The reply should be one number: how many lines of the data below contain "toggled".

(Stored items)
^^^^

PR #7119, opened 2019-12-20
Improve log

Megamouse:
Since some users complain about log performance and the log appears to be too slow for certain amounts of spam I decided to add some more options and to rewrite the log a bit.

I created a new log that uses QPlainTextEdit with html for colorization instead of the old QTextEdit.

I added new log options in the GUI tab:

Maximum block amount:
Limits the amount of log lines/blocks. This should improve performance since the log is slower the longer it gets. (0 is default and means unlimited log length)

image

### DIFF
--- a/rpcs3/rpcs3qt/log_frame.cpp
+++ b/rpcs3/rpcs3qt/log_frame.cpp
@@ -1,4 +1,4 @@
-#include "log_frame.h"
+﻿#include "log_frame.h"
 #include "qt_utils.h"
 #include "stdafx.h"
 #include "rpcs3_version.h"
@@ -101,22 +101,27 @@ struct gui_listener : logs::listener
 static gui_listener s_gui_listener;
 
 log_frame::log_frame(std::shared_ptr<gui_settings> guiSettings, QWidget *parent)
-	: custom_dock_widget(tr("Log"), parent), xgui_settings(guiSettings)
+	: custom_dock_widget(tr("Log"), parent), m_gui_settings(std::move(guiSettings))
 {
-	m_tabWidget = new QTabWidget;
-	m_tabWidget->setObjectName("tab_widget_log");
-	m_tabWidget->tabBar()->setObjectName("tab_bar_log");
+	const int max_block_count_log = m_gui_settings->GetValue(gui::l_limit).toInt();
+	const int max_block_count_tty = m_gui_settings->GetValue(gui::l_limit_tty).toInt();
 
-	m_log = new QTextEdit(m_tabWidget);
-	m_log->setObjectName("log_frame");
+	m_tabWidget = new QTabWidget;
+	m_tabWidget->setObjectName(QStringLiteral("tab_widget_log"));
+	m_tabWidget->tabBar()->setObjectName(QStringLiteral("tab_bar_log"));
+
+	m_log = new QPlainTextEdit(m_tabWidget);
+	m_log->setObjectName(QStringLiteral("log_frame"));
 	m_log->setReadOnly(true);
 	m_log->setContextMenuPolicy(Qt::CustomContextMenu);
+	m_log->document()->setMaximumBlockCount(max_block_count_log);
 	m_log->installEventFilter(this);
 
-	m_tty = new QTextEdit(m_tabWidget);
-	m_tty->setObjectName("tty_frame");
+	m_tty = new QPlainTextEdit(m_tabWidget);
+	m_tty->setObjectName(QStringLiteral("tty_frame"));
 	m_tty->setReadOnly(true);
 	m_tty->setContextMenuPolicy(Qt::CustomContextMenu);
+	m_tty->document()->setMaximumBlockCount(max_block_count_tty);
 	m_tty->installEventFilter(this);
 
 	m_tty_input = new QLineEdit();
@@ -216,21 +221,29 @@ void log_frame::CreateAndConnectActions()
 		connect(act, &QAction::triggered, [this, logLevel]()
 		{
 			s_gui_listener.enabled = std::max(logLevel, logs::level::fatal);
-			xgui_settings->SetValue(gui::l_level, static_cast<uint>(logLevel));
+			m_gui_settings->SetValue(gui::l_level, static_cast<uint>(logLevel));
 		});
 	};
 
 	m_clearAct = new QAction(tr("Clear"), this);
-	connect(m_clearAct, &QAction::triggered, m_log, &QTextEdit::clear);
+	connect(m_clearAct, &QAction::triggered, [this]()
+	{
+		m_old_log_text = "";
+		m_log->clear();
+	});
 
 	m_clearTTYAct = new QAction(tr("Clear"), this);
-	connect(m_clearTTYAct, &QAction::triggered, m_tty, &QTextEdit::clear);
+	connect(m_clearTTYAct, &QAction::triggered, [this]()
+	{
+		m_old_tty_text = "";
+		m_tty->clear();
+	});
 
 	m_stackAct_tty = new QAction(tr("Stack Mode (TTY)"), this);
 	m_stackAct_tty->setCheckable(true);
-	connect(m_stackAct_tty, &QAction::toggled, xgui_settings.get(), [=](bool checked)
+	connect(m_stackAct_tty, &QAction::toggled, [this](bool checked)
 	{
-		xgui_settings->SetValue(gui::l_stack_tty, checked);
+		m_gui_settings->SetValue(gui::l_stack_tty, checked);
 		m_stack_tty = checked;
 	});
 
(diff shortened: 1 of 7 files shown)


rpcs3/rpcs3qt/log_frame.cpp
```diff
@@ -101,22 +101,43 @@ struct gui_listener : logs::listener
...
-	: custom_dock_widget(tr("Log"), parent), xgui_settings(guiSettings)
+	: custom_dock_widget(tr("Log"), parent), m_gui_settings(guiSettings)
 {
+	m_colored_log = m_gui_settings->GetValue(gui::l_colored).toBool();
+
+	const int max_block_count_log = guiSettings->GetValue(gui::l_limit).toInt();
+	const int max_block_count_tty = guiSettings->GetValue(gui::l_limit_tty).toInt();
+
 	m_tabWidget = new QTabWidget;
 	m_tabWidget->setObjectName("tab_widget_log");
```
CookiePLMonster:
```suggestion
	m_tabWidget->setObjectName(QStringLiteral("tab_widget_log"));
```

rpcs3/rpcs3qt/log_frame.cpp
```diff
@@ -101,22 +101,43 @@ struct gui_listener : logs::listener
...
 
-	m_log = new QTextEdit(m_tabWidget);
-	m_log->setObjectName("log_frame");
-	m_log->setReadOnly(true);
-	m_log->setContextMenuPolicy(Qt::CustomContextMenu);
-	m_log->installEventFilter(this);
+	if (guiSettings->GetValue(gui::l_old_log).toBool())
+	{
+		m_log = new QTextEdit(m_tabWidget);
+		m_log->setObjectName("log_frame");
```
CookiePLMonster:
```suggestion
		m_log->setObjectName(QStringLiteral("log_frame"));
```

rpcs3/rpcs3qt/log_frame.cpp
```diff
@@ -101,22 +101,43 @@ struct gui_listener : logs::listener
...
+		m_log->setReadOnly(true);
+		m_log->setContextMenuPolicy(Qt::CustomContextMenu);
+		m_log->document()->setMaximumBlockCount(max_block_count_log);
+		m_log->installEventFilter(this);
+		m_tabWidget->addTab(m_log, tr("Log"));
+	}
+	else
+	{
+		m_plain_log = new QPlainTextEdit(m_tabWidget);
+		m_plain_log->setObjectName("log_frame");
```
CookiePLMonster:
```suggestion
		m_plain_log->setObjectName(QStringLiteral("log_frame"));
```

rpcs3/rpcs3qt/log_frame.cpp
```diff
@@ -101,22 +101,43 @@ struct gui_listener : logs::listener
...
+		m_plain_log->setReadOnly(true);
+		m_plain_log->setContextMenuPolicy(Qt::CustomContextMenu);
+		m_plain_log->installEventFilter(this);
+		m_plain_log->document()->setMaximumBlockCount(max_block_count_log);
+		m_tabWidget->addTab(m_plain_log, tr("Log"));
+	}
 
 	m_tty = new QTextEdit(m_tabWidget);
 	m_tty->setObjectName("tty_frame");
```
CookiePLMonster:
```suggestion
	m_tty->setObjectName(QStringLiteral("tty_frame"));
```

rpcs3/rpcs3qt/log_frame.cpp
```diff
@@ -537,6 +606,15 @@ void log_frame::UpdateUI()
 		if (steady_clock::now() >= start + 4ms || buf.empty()) break;
 	}
 
+	if (!m_log && !m_plain_log)
+	{
+		return;
+	}
+
+	const auto font_start_tag = [](const QColor& color) -> const QString { return "<font color = \"" + color.name() + "\">"; };
```
CookiePLMonster:
```suggestion
	const auto font_start_tag = [](const QColor& color) -> const QString { return "<font color = \"" % color.name() % "\">"; };
```

This is a really good use case for `QStringBuilder`. Its `operator %` has overloads for `const char[N]` so I don't think further annotation is needed for those here.

rpcs3/rpcs3qt/log_frame.cpp
```diff
@@ -537,6 +606,15 @@ void log_frame::UpdateUI()
...
+	const QString font_start_tag_stack = "<font color = \"" + m_color_stack.name() + "\">";
```
CookiePLMonster:
```suggestion
	const QString font_start_tag_stack = "<font color = \"" % m_color_stack.name() % "\">";
```

rpcs3/rpcs3qt/log_frame.cpp
```diff
@@ -537,6 +606,15 @@ void log_frame::UpdateUI()
...
+	const QString font_end_tag = "</font>";
```
CookiePLMonster:
```suggestion
	const QString font_end_tag = QStringLiteral("</font>");
```

If only multiline suggestions were supported...

rpcs3/rpcs3qt/log_frame.cpp
```diff
@@ -560,69 +638,147 @@ void log_frame::UpdateUI()
...
+				QString suffix;
+				const bool isSame = text == m_old_log_text;
+
+				// create counter suffix and remove recurring line if needed
+				if (m_stack_log)
+				{
+					if (isSame)
+					{
+						m_log_counter++;
+						suffix = QString(" x%1").arg(m_log_counter);
```
CookiePLMonster:
```suggestion
						suffix = QStringLiteral(" x%1").arg(m_log_counter);
```

rpcs3/rpcs3qt/log_frame.cpp
```diff
@@ -560,69 +638,147 @@ void log_frame::UpdateUI()
...
```
CookiePLMonster:
```suggestion
						suffix = QStringLiteral(" x%1").arg(m_log_counter);
```

rpcs3/rpcs3qt/log_frame.cpp
```diff
@@ -560,69 +638,147 @@ void log_frame::UpdateUI()
...
+				if (m_colored_log)
 				{
-					m_log_counter++;
-					suffix = QString(" x%1").arg(m_log_counter);
-					m_log->moveCursor(QTextCursor::End, QTextCursor::MoveAnchor);
-					m_log->moveCursor(QTextCursor::StartOfBlock, QTextCursor::MoveAnchor);
-					m_log->moveCursor(QTextCursor::End, QTextCursor::KeepAnchor);
-					m_log->textCursor().removeSelectedText();
-					m_log->textCursor().deletePreviousChar();
+					QString html = font_start_tag(m_color[static_cast<int>(packet->sev)]) + text + font_end_tag;
```
CookiePLMonster:
```suggestion
					QString html = font_start_tag(m_color[static_cast<int>(packet->sev)]) % text % font_end_tag;
```

rpcs3/rpcs3qt/log_frame.cpp
```diff
@@ -560,69 +638,147 @@ void log_frame::UpdateUI()
...
+
+					// add counter suffix if needed
+					if (m_stack_log && isSame)
+					{
+						html += font_start_tag_stack + suffix + font_end_tag;
```
CookiePLMonster:
```suggestion
						html += font_start_tag_stack % suffix % font_end_tag;
```

rpcs3/rpcs3qt/log_frame.cpp
```diff
@@ -101,22 +101,43 @@ struct gui_listener : logs::listener
 static gui_listener s_gui_listener;
 
 log_frame::log_frame(std::shared_ptr<gui_settings> guiSettings, QWidget *parent)
-	: custom_dock_widget(tr("Log"), parent), xgui_settings(guiSettings)
+	: custom_dock_widget(tr("Log"), parent), m_gui_settings(guiSettings)
```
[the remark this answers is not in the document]
Megamouse: I'm not gonna bother changing any of this nitpicking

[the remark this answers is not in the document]
CookiePLMonster: Fair enough, but do note suggestions can be committed directly from here and squashed, so there's no need to rewrite them.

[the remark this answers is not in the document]
Megamouse: It's rather that once I start doing this i'll feel compelled to change it everywhere.
But I'll just do it since this is a performance PR anyway.

rpcs3/rpcs3qt/log_frame.cpp
```diff
@@ -216,21 +236,53 @@ void log_frame::CreateAndConnectActions()
...
+		});
+	}
 
 	m_clearTTYAct = new QAction(tr("Clear"), this);
 	connect(m_clearTTYAct, &QAction::triggered, m_tty, &QTextEdit::clear);
 
 	m_stackAct_tty = new QAction(tr("Stack Mode (TTY)"), this);
 	m_stackAct_tty->setCheckable(true);
-	connect(m_stackAct_tty, &QAction::toggled, xgui_settings.get(), [=](bool checked)
+	connect(m_stackAct_tty, &QAction::toggled, m_gui_settings.get(), [=](bool checked)
```
CookiePLMonster:
```suggestion
	connect(m_stackAct_tty, &QAction::toggled, [=](bool checked)
```

Passing this pointer is redundant since you're connecting a lambda, yeah? I think that's the case.

Megamouse: Jesus. Stick to the topic

CookiePLMonster:
So a quick test shows that it works fine (except for newlines which has been noted on Discord already). However for merge I'd default to a limited block size (200? 500? 1000 at best?) because that very thing is likely to give the biggest improvement when it comes to any theoretical UI issues due to log buildup. It's also very logical to trim it, as nobody sane will scroll up through thousands of entries in the UI instead of using the log file.

Megamouse:
But which is faster? If it's roughly the same then I'll just stick to the textedit

CookiePLMonster:
I didn't profile this in detail, UI seemed responsive when the game was spamming log. For Dolphin, moving from textedit to plaintextedit increased UI responsiveness significantly though (you could see it's better without even having to pay attention).

PR #7121, opened 2019-12-21
Allow sys_raw_spu_create_tag to be called more than once

elad335:
If sys_interrupt_tag_destroy was called, it makes sense for interrupt tag to be able to be created again.
Allow this by making spu_int_ctrl_t::tag be able to detect tag destruction.


elad335:
if it was intentional I can upload a hw test.

PR #7131, opened 2019-12-24
Fix Qt deprecation warnings

linkmauve:
These warnings are present when building against Qt 5.14.0 on Linux.

### DIFF
--- a/rpcs3/rpcs3qt/emu_settings.cpp
+++ b/rpcs3/rpcs3qt/emu_settings.cpp
@@ -503,7 +503,11 @@ void emu_settings::EnhanceSpinBox(QSpinBox* spinbox, SettingsType type, const QS
 	spinbox->setRange(min, max);
 	spinbox->setValue(val);
 
+#if QT_VERSION >= QT_VERSION_CHECK(5,14,0)
+	connect(spinbox, QOverload<const QString &>::of(&QSpinBox::textChanged), [=](const QString&/* text*/)
+#else
 	connect(spinbox, QOverload<const QString &>::of(&QSpinBox::valueChanged), [=](const QString&/* value*/)
+#endif
 	{
 		SetSetting(type, sstr(spinbox->cleanText()));
 	});
@@ -545,7 +549,11 @@ void emu_settings::EnhanceDoubleSpinBox(QDoubleSpinBox* spinbox, SettingsType ty
 	spinbox->setRange(min, max);
 	spinbox->setValue(val);
 
+#if QT_VERSION >= QT_VERSION_CHECK(5,14,0)
+	connect(spinbox, QOverload<const QString &>::of(&QDoubleSpinBox::textChanged), [=](const QString&/* text*/)
+#else
 	connect(spinbox, QOverload<const QString &>::of(&QDoubleSpinBox::valueChanged), [=](const QString&/* value*/)
+#endif
 	{
 		SetSetting(type, sstr(spinbox->cleanText()));
 	});
--- a/rpcs3/rpcs3qt/game_list_frame.cpp
+++ b/rpcs3/rpcs3qt/game_list_frame.cpp
@@ -31,6 +31,12 @@
 
 inline std::string sstr(const QString& _in) { return _in.toStdString(); }
 
+template<typename T>
+static QSet<T> list_to_set(const QList<T>& list)
+{
+	return QSet<T>(list.begin(), list.end());
+}
+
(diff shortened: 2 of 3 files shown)


rpcs3/rpcs3qt/emu_settings.cpp
```diff
@@ -503,7 +503,7 @@ void emu_settings::EnhanceSpinBox(QSpinBox* spinbox, SettingsType type, const QS
 	spinbox->setRange(min, max);
 	spinbox->setValue(val);
 
-	connect(spinbox, QOverload<const QString &>::of(&QSpinBox::valueChanged), [=](const QString&/* value*/)
+	connect(spinbox, QOverload<const QString &>::of(&QSpinBox::textChanged), [=](const QString&/* value*/)
```
Megamouse: might as well replace "value" with "text"

rpcs3/rpcs3qt/emu_settings.cpp
```diff
@@ -545,7 +545,7 @@ void emu_settings::EnhanceDoubleSpinBox(QDoubleSpinBox* spinbox, SettingsType ty
 	spinbox->setRange(min, max);
 	spinbox->setValue(val);
 
-	connect(spinbox, QOverload<const QString &>::of(&QDoubleSpinBox::valueChanged), [=](const QString&/* value*/)
+	connect(spinbox, QOverload<const QString &>::of(&QDoubleSpinBox::textChanged), [=](const QString&/* value*/)
```
Megamouse: might as well replace "value" with "text"

linkmauve: Actually changed to the non-deprecated variant of `valueChanged`, the one using a `double`.

rpcs3/rpcs3qt/emu_settings.cpp
linkmauve: Actually changed to the non-deprecated variant of `valueChanged`, the one using an `int`.

rpcs3/rpcs3qt/game_list_frame.cpp
```diff
@@ -31,6 +31,12 @@
 
 inline std::string sstr(const QString& _in) { return _in.toStdString(); }
 
+template<typename T>
+static QSet<T> list_to_set(const QList<T>& list)
+{
+	return QSet(list.begin(), list.end());
```
Megamouse: QSet<T> ?

linkmauve: I’ll test that, weird though that it was building fine locally.

rpcs3/rpcs3qt/emu_settings.cpp
```diff
@@ -503,7 +503,11 @@ void emu_settings::EnhanceSpinBox(QSpinBox* spinbox, SettingsType type, const QS
 	spinbox->setRange(min, max);
 	spinbox->setValue(val);
 
+#if QT_VERSION >= QT_VERSION_CHECK(5,14,0)
```
Megamouse: This is just bad practise. We only do version checks if it is necessary

Megamouse: I'll accept it in this case.
But you shouldn't need an overload afaik.
So
```suggestion
Connect(spinbox, &QSpinBox::textChanged
```
Should be correct in both cases

rpcs3/rpcs3qt/game_list_frame.cpp
```diff
@@ -40,7 +46,7 @@ game_list_frame::game_list_frame(std::shared_ptr<gui_settings> guiSettings, std:
 	m_Icon_Color      = m_gui_settings->GetValue(gui::gl_iconColor).value<QColor>();
 	m_colSortOrder    = m_gui_settings->GetValue(gui::gl_sortAsc).toBool() ? Qt::AscendingOrder : Qt::DescendingOrder;
 	m_sortColumn      = m_gui_settings->GetValue(gui::gl_sortCol).toInt();
-	m_hidden_list     = m_gui_settings->GetValue(gui::gl_hidden_list).toStringList().toSet();
+	m_hidden_list     = list_to_set(m_gui_settings->GetValue(gui::gl_hidden_list).toStringList());
```
Megamouse: Use the following, unless it's deprecated as well
```suggestion
	m_hidden_list     = QSet<QString>::fromList(m_gui_settings->GetValue(gui::gl_hidden_list).toStringList());
```

Megamouse:
How this is coming along?

Megamouse:
Superseded by #7287 because I didn't get any response and it's a trivial change anyway.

^^^^

Solution to this exercise: 5